▸ MATERIAL SHOWN:
****************************************
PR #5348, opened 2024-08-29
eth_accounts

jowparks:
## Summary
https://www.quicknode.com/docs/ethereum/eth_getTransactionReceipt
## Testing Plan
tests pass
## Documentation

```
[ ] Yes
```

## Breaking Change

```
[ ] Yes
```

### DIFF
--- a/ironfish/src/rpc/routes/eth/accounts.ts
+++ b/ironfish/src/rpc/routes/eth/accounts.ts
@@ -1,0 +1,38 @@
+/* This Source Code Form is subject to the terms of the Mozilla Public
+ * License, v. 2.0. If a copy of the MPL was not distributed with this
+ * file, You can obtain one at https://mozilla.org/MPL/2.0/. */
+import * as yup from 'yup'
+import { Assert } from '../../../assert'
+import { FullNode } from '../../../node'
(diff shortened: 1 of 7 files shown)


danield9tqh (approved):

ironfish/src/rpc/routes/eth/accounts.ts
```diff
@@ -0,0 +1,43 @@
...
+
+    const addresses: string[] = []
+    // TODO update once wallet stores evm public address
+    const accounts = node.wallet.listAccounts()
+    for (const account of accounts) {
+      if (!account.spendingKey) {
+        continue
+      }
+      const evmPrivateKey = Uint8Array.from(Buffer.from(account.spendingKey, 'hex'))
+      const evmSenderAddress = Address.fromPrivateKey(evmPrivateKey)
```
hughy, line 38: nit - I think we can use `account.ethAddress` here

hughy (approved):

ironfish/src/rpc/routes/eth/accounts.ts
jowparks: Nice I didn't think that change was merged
****************************************
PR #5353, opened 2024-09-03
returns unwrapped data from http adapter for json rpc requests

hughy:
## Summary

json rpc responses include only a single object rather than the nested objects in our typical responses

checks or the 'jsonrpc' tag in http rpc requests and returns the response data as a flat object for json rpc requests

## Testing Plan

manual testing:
****************************************
▸ WHAT YOU NEED TO DO: Write out every line in the data that holds the string "object".

▸ SOLUTION TO THIS PROBLEM:
json rpc responses include only a single object rather than the nested objects in our typical responses
checks or the 'jsonrpc' tag in http rpc requests and returns the response data as a flat object for json rpc requests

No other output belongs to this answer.